Word of the Day

From Dictionary.com

prescience \PREE-shuns; PREE-shee-uns; PRESH-uns; PRESH-ee-uns; PREE-see-uns; PRES-ee-uns, noun:     Knowledge of events before they take place; foresight.
prescient adjective

But you could not fault his prescience in 1980 when he [Arthur Seldon] wrote: “China will go capitalist. Soviet Russia will not survive the century. Labour as we know it will never rule again. Socialism is an irrelevance.”
— “Prophet of privatisation puts money on Major – well, £2.50 of it”, Electronic Telegraph, March 28, 1997

Critics and historians have written admiringly of Dostoyevsky’s acuity at forecasting the nature of the political turmoil that would envelop Russia over the next 100 years; Ms.
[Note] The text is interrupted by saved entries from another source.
PR #3544, opened 2025-06-12
Add the parallel mode for the North American multi-site SDA workflow.

DongchenZ:
Add the parallel mode for the North American multi-site SDA workflow.

The workflow contains functions to split site lists into various chunks and run SDA for each group of sites.

## Review Time Estimate

- [ ] Immediately
- [ ] Within one week
- [x] When possible

## Types of changes

## Checklist:


modules/assim.sequential/R/sda.enkf_parallel.R
```diff
@@ -0,0 +1,608 @@
...
+    future::plan(future::multisession)
+  }
+  # Tweak outdir if it's specified from outside.
+  if (!is.null(outdir)) {
+    settings$outdir <- outdir
+    settings$rundir <- file.path(outdir, "run")
+    settings$modeloutdir <- file.path(outdir, "out")
+    settings$host$folder <- file.path(outdir, "out")
+    settings$host$outdir <- file.path(outdir, "out")
+    settings$host$rundir <- file.path(outdir, "run")
```
mdietze, line 62: This chunk is silently making very strong assumptions that various folders are always in their default locations, which seems dangerous if they are not. Also, setting the local and host as identical won't work if the host isn't the localhost.

modules/assim.sequential/R/sda.enkf_parallel.R
```diff
@@ -0,0 +1,608 @@
...
+               "module load R/4.1.2", 
+               "echo \"require (PEcAnAssimSequential)", 
+               "      require (PEcAn.uncertainty)",
+               "      require (foreach)", 
+               "      qsub_sda_batch('@FOLDER_PATH@')", 
+               "    \" | R --no-save")
+    jobsh <- gsub("@FOLDER_PATH@", folder.path, jobsh)
+    writeLines(jobsh, con = file.path(folder.path, "job.sh"))
+    # qsub command.
+    qsub <- "qsub -l h_rt=10:00:00 -l mem_per_core=4G -l buyin -pe omp @CORES@ -V -N @NAME@ -o @STDOUT@ -e @STDERR@ -S /bin/bash"
```
mdietze: These bits are hard coded to BU settings. Anything that's BU specific needs to come from the settings file.

modules/assim.sequential/R/sda.enkf_parallel.R
```diff
@@ -0,0 +1,608 @@
...
+#' `OutlierDetection` decide if we want to execute the outlier detection each time after the model forecasting;
+#' `send_email` contains lists for sending email to report the SDA progress;
+#' `keepNC` decide if we want to keep the NetCDF files inside the out directory;
+#' `forceRun` decide if we want to proceed the Bayesian MCMC sampling without observations;
+#' `MCMC.args` include lists for controling the MCMC sampling process (iteration, nchains, burnin, and nthin.).
+#' 
+#' @return NONE
+#' @export
+#' 
+sda.enkf_local <- function(settings,
```
mdietze, line 25: At a high level, there's too much code internal to this function that is identical to that in the SDA multisite. That's going to make both too hard to maintain -- any change in one will need to be made in the other and tested. Much better approach would be to refactor so as to put the shared parts in shared functions that are called by both.

mdietze (changes requested):

modules/assim.sequential/R/sda.enkf_parallel.R
DongchenZ: Fixed the first part by adding a couple of  `logger.info`. For the second part, the current function is called `sda.enkf_local`, which means it can only be run locally. I also added the messaging part to warn the user if they would like to run it through the remote server.

modules/assim.sequential/R/sda.enkf_parallel.R
DongchenZ: Fixed.

modules/assim.sequential/R/sda.enkf_parallel.R
DongchenZ: For this PR, I would like to keep this version for now (so I can reference the exact version of pecan in Chapter 2, and this PR will not affect other people's SDA workflow). And you are right, in the longer term, we will definitely merge those two SDA functions. However, the code-cleaning and merging are non-trivial tasks. I will open another PR that incorporates both functions with a cleaner format, comments, logics, etc.

DongchenZ:
@mdietze @infotroph @dlebauer @Qianyuxuan @cami-webb 
This PR is for the continental SDA workflow, which also made some changes to the current SIPNET SDA functions. Please review the changes and let me know if you have any comments or suggestions.

Specifically, the changes are mostly due to the edge cases across the continent:
1. In `models/sipnet/R/read_restart.SIPNET.R` script.
    1) Remove the `print(run.id)` for clearner log output.

2. In `models/sipnet/R/write.configs.SIPNET.R` script.
    1) resolve the edge cases where locations may have a `leafoff` date earlier than a `leafon` date (See Line 477 - 487).
    2) resolve an issue where SIPNET takes plantWoodInit as all woods (including roots) when t=1, which will lead to smaller wood than expected (See Line 641 - 644).

3. In `models/sipnet/R/write_restart.SIPNET.R` script.
    1) Add an `if-control` for printing out the message (See Line 40 - 42).

4. In `modules/assim.sequential/R/Analysis_sda_block.R` script.
    1) Grabbing `cores` from settings to standardize the parallel computation throughout the SDA workflow (See Line 21 - 28).
    2) Replacing `furrr::map` with `foreach` to silence the MCMC messages (See Line 69 - 89).
    3) Returning the `analysis` output per block to avoid heavy computation load when we sample across the continent (See Line 106 - 107, 668 - 673, and 683).
    4) Resolving edge cases when there are limited observations (<= 1) for a specific site (See Line 243 - 246) when building blocks for the MCMC sampling (See Line 245 - 248).
    5) Resolving edge cases where the process error (in precision) could be very small, causing the singularity problem during the MCMC calculations (this was hard-coded long ago; I will test if the problem still exists, and I think this will not affect anyone) (See Line 411 - 415).
    6) Resolving the edge cases where we have limited observations (<= 1) during the calculations of `mufa` and `pfa` after the MCMC sampling (See Line 542 - 552).

5. In `modules/assim.sequential/R/Nimble_codes.R` script.
    1) Resolving edge cases where we have only one observation for a specific site (See Line 214).

6. In `modules/uncertainty/R/ensemble.R` script.
    1) Adding `unlist` to the path in case the path is in the `list` format instead of a vector (mine is in the `list` format, which causes an error when trying to read the IC file).

modules/assim.sequential/R/Analysis_sda_block.R
```diff
@@ -315,6 +344,7 @@ build.block.xy <- function(settings, block.list.all, X, obs.mean, obs.cov, t) {
   #if it's Wishart Q, we need to replace any NA Y with corresponding muf, and r with Pf.
   #also, if length of observation is 1, the Wishart Q is not suitable for the MCMC.
   #we will then need to change the Q type to 3, which is the vector Q.
+  #the wishart-MCMC is still under development, so I commanded them out for now.
```
infotroph:
```suggestion
  #the wishart-MCMC is still under development, so I commented them out for now.
```

modules/assim.sequential/R/sda.enkf_parallel.R
```diff
@@ -0,0 +1,644 @@
...
+    gc()
+    ###-------------------------------------------------------------------###
+    ###  preparing OBS                                                    ###
+    ###-------------------------------------------------------------------###---- 
+    #To trigger the analysis function with free run, you need to first specify the control$forceRun as TRUE,
+    #Then specify the settings$state.data.assimilation$scalef as 0, and settings$state.data.assimilation$free.run as TRUE.
+    if (!is.null(obs.mean[[t]][[1]]) | (as.logical(settings$state.data.assimilation$free.run) & control$forceRun)) {
+      #decide if we want the block analysis function or multi-site analysis function.
+      #initialize block.list.all.
+      if (t == 1 | !exists("block.list.all")) {
```
infotroph:
```suggestion
    if (!is.null(obs.mean[[t]][[1]]) || (as.logical(settings$state.data.assimilation$free.run) & control$forceRun)) {
      #decide if we want the block analysis function or multi-site analysis function.
      #initialize block.list.all.
      if (t == 1 || !exists("block.list.all")) {
```

modules/assim.sequential/R/sda.enkf_parallel.R
```diff
@@ -0,0 +1,644 @@
...
+##' @author Dongchen Zhang.
+##' @export
+sda_assemble <- function (batch.folder, outdir) {
+  # find folder paths to each SDA job.
+  folders <- list.files(batch.folder, full.names = T)
+  fail.folders <- (folders %>% furrr::future_map(function(f){
+    if(!file.exists(file.path(f, "sda.all.forecast.analysis.Rdata"))) {
+      return(f)
+    }
+  }) %>% unlist)
```
infotroph: This looks like it works fine, but FTR since file.exists accepts vectors I think you could skip the `map` entirely:

```suggestion
fail.folders <- folders[!file.exists(file.path(folders, "sda.all.forecast.analysis.Rdata"))]
```

modules/uncertainty/R/ensemble.R
```diff
@@ -464,7 +464,7 @@ for (input_tag in names(settings$run$inputs)) {
   
      if (!input_tag %in% names(samples)) {
         # Use first path (already validated as single path)
-        settings$run$inputs[[input_tag]]$path <- input$path[1]  } 
+        settings$run$inputs[[input_tag]]$path <- unlist(input$path[1])}
```
infotroph, line 462: Just to confirm: This has been tested after #3561, correct? I think they should be compatible (That was just for the one-input case whereas this will also work on each member of a larger ensemble), but wanted to check.

CHANGELOG.md
```diff
@@ -42,6 +42,8 @@ section for the next release.
  - Support for inspecting and plotting NetCDF output variables within the notebook workflow.
 - added support for soil temperature, relative humidity, soil moisture, and PPFD downscaling to `met_temporal_downscale.Gaussian_ensemble`
 
+- Added parallel mode for the entire SDA workflow.
+
```
infotroph, line 59: This is now in an already-released section -- Move up above line 15

infotroph (approved):
Looks good to me! Glad to be converging on a unified parallel strategy. I left a couple very minor comments; only the one about changelog line placement is essential.

Note that I focused on the mechanics of the parallel changes and am leaving all consideration of how it will affect the SDA results to you and @mdietze.

modules/uncertainty/R/ensemble.R
DongchenZ: Yes. I tested using the newest version of pecan.

CHANGELOG.md
DongchenZ: Fixed.

modules/assim.sequential/R/sda.enkf_parallel.R
DongchenZ: Thanks for the suggestion!

modules/assim.sequential/R/sda.enkf_parallel.R
DongchenZ: Fixed.

modules/assim.sequential/R/Analysis_sda_block.R

infotroph:
@mdietze Have your requested changes been addressed here?

mdietze (approved):
Approving, but would like to see an Issue opened about pulling together (and probably refactoring) all the different SDA code variants. It makes me nervous to see the number of variants keep going up instead of going down!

Egloff, too, pays homage to the novelist’s prescience.
— “Plotters and Snoops in Old Russia”, New York Times, May 23, 1998

As a professor, he earned a reputation for prescience when he returned an examination to a student named John Grisham with the comment, “Although you missed most of the legal issues, you have a real talent for fiction.”
— “The Final Refrains of ‘Dixie'”, New York Times, November 11, 1998

President Obamawankenobie is neither prescient nor does he possess the prescience to understand the harm his foreign policy, or lack therof, will do to our safety and the security of our allies.  In other words, he doesn’t know anything about foreign policy.